## Extracted data
PR #77, opened 2017-08-14
Update miq-module dependency to more_core_extensions

aufi:
Miq-module was moved from gems-pending repo to more_core_extensions
repo, updating require loading.


tzumainn:
Looks good!

PR #79, opened 2017-08-16
Add vm security group operations

tzumainn:


tzumainn:
Depends on https://github.com/ManageIQ/manageiq/pull/15826

Operations tested from rails console.

aufi:
Looks good to me!

Rubocop complaint msg - common in OSP code, we might refactor it later.
Codeclimate - make sense to me to ignore in this case.

PR #81, opened 2017-08-24
Add class for parsing refresh targets from EmsEvents

mansam:
This class parses refresh targets from EmsEvents. It's invoked from automate, see [here](https://github.com/ManageIQ/manageiq/blob/ef367b7e2e34750d3142494c42327c5c13da3dfb/app/models/ems_event/automate.rb#L5) and https://github.com/ManageIQ/manageiq-content/pull/159.


aufi:
Looks good to me!

PR #82, opened 2017-08-24
Fix collector caching and improve collection of network relations for targeted refresh

mansam:


mansam:
The codeclimate similar code issues are not actually issues.

aufi:
Looks good to me, merging.

PR #108, opened 2017-10-04
Event parser sets host id

alexander-demichev:
Event parser now sets host_id attribute. It tries to find host by `ems_ref_obj` using `instance_id` attribute from event's payload.
[BZ link](https://bugzilla.redhat.com/show_bug.cgi?id=1377786)


aufi:
Thanks for PR! Looks good to me.

Ignoring rubocop complains - the code is common in given file.

PR #109, opened 2017-10-06
Use floating_ip_address instead of name for creation messages

mansam:
Needs to be merged along with https://github.com/ManageIQ/manageiq-ui-classic/pull/2312 to fix https://bugzilla.redhat.com/show_bug.cgi?id=1490918


aufi:
Loks good to me, merging :+1:

PR #111, opened 2017-10-06
Trim error messages out of cloud tenant fog responses

mansam:
Makes the errors returned from the API when a cloud tenant action fails human readable. Fixes https://bugzilla.redhat.com/show_bug.cgi?id=1476666, though problems of this category exist all over the place.


aufi:

PR #113, opened 2017-10-11
Filter out resources with blank physical_resource_id

Ladas:
Filter out resources with blank physical_resource_id.
Before we were ignoring those with:
https://github.com/Ladas/manageiq-providers-openstack/blob/d0799c4a5766650f2d3d149875c1b58f8a16040f/app/models/manageiq/providers/openstack/refresh_parser_common/orchestration_stacks.rb#L165

Without ignoring thise results in error :
[NoMethodError]: undefined method `ems_ref=' for nil:NilClass  Method:[block in method_missing]

### DIFF
--- a/app/models/manageiq/providers/openstack/inventory/parser/cloud_manager.rb
+++ b/app/models/manageiq/providers/openstack/inventory/parser/cloud_manager.rb
@@ -170,7 +170,7 @@ class ManageIQ::Providers::Openstack::Inventory::Parser::CloudManager < ManageIQ
     raw_resources = collector.orchestration_resources(stack)
     # reject resources that don't have a physical resource id, because that
     # means they failed to be successfully created
-    raw_resources.reject! { |r| r.physical_resource_id.nil? }
+    raw_resources.reject! { |r| r.physical_resource_id.blank? }
     raw_resources.each do |resource|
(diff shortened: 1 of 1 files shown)


app/models/manageiq/providers/openstack/inventory/parser/cloud_manager.rb
```diff
@@ -173,6 +173,8 @@ def orchestration_stack_resources(stack, stack_inventory_object)
     raw_resources.reject! { |r| r.physical_resource_id.nil? }
```
mansam: There's already a check on this line for nil, just like in the old refresher. I'm guessing it should be changed to a check for blank?

Ladas: hum, you might be right

Ladas: yeah, the build method checks blank? https://github.com/Ladas/manageiq/blob/17c884ab58ea6e7f0aad11dd87982adf24409c17/app/models/manager_refresh/inventory_collection.rb#L754

mansam:
This should fix https://bugzilla.redhat.com/show_bug.cgi?id=1500314

PR #114, opened 2017-10-11
Filter out resources with no physical_resource_id

Ladas:
Filter out resources with no physical_resource_id.
Before we were ignoring those with:
https://github.com/Ladas/manageiq-providers-openstack/blob/d0799c4a5766650f2d3d149875c1b58f8a16040f/app/models/manageiq/providers/openstack/refresh_parser_common/orchestration_stacks.rb#L165

Without ignoring thise results in error :
[NoMethodError]: undefined method `ems_ref=' for nil:NilClass  Method:[block in method_missing]


Ladas:
duplicate

PR #115, opened 2017-10-12
EMS infra: Openstack discover

gildub:
Adds initial discovery for Openstack undercloud (ems infra) probing baremetal (Ironic) API 
https://bugzilla.redhat.com/show_bug.cgi?id=1212947
Depends upon https://github.com/ManageIQ/manageiq-network_discovery/pull/5

### DIFF
--- a/app/models/manageiq/providers/openstack/infra_discovery.rb
+++ b/app/models/manageiq/providers/openstack/infra_discovery.rb
@@ -1,0 +1,17 @@
+require 'manageiq/network_discovery/port_scanner'
+
+module ManageIQ::Providers::Openstack
+  class InfraDiscovery
+    def self.probe(ost)
+      res = ""
+      if PortScanner.portOpen(ost, 6385)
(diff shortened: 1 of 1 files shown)


app/models/manageiq/providers/openstack/infra_discovery.rb
```diff
@@ -0,0 +1,17 @@
+require 'manageiq/network_discovery/port_scanner'
+
+module ManageIQ::Providers::Openstack
+  class InfraDiscovery
+    def self.probe(ost)
+      res = ""
+      if PortScanner.portOpen(ost, 6385)
```
Fryguy: If possible, can we change the PortScanner to be fully namespaced under ManageIQ::NetworkDiscovery, since you are already making changes in there?

gildub: Absolutely! Thanks

aufi:
Looks good to me, the dependent PR is merged, merging!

## What this task involves
The answer must be every line from the records above that contains the word "opened", copied in full.

## Solution to this problem
PR #77, opened 2017-08-14
PR #79, opened 2017-08-16
PR #81, opened 2017-08-24
PR #82, opened 2017-08-24
PR #108, opened 2017-10-04
PR #109, opened 2017-10-06
PR #111, opened 2017-10-06
PR #113, opened 2017-10-11
PR #114, opened 2017-10-11
PR #115, opened 2017-10-12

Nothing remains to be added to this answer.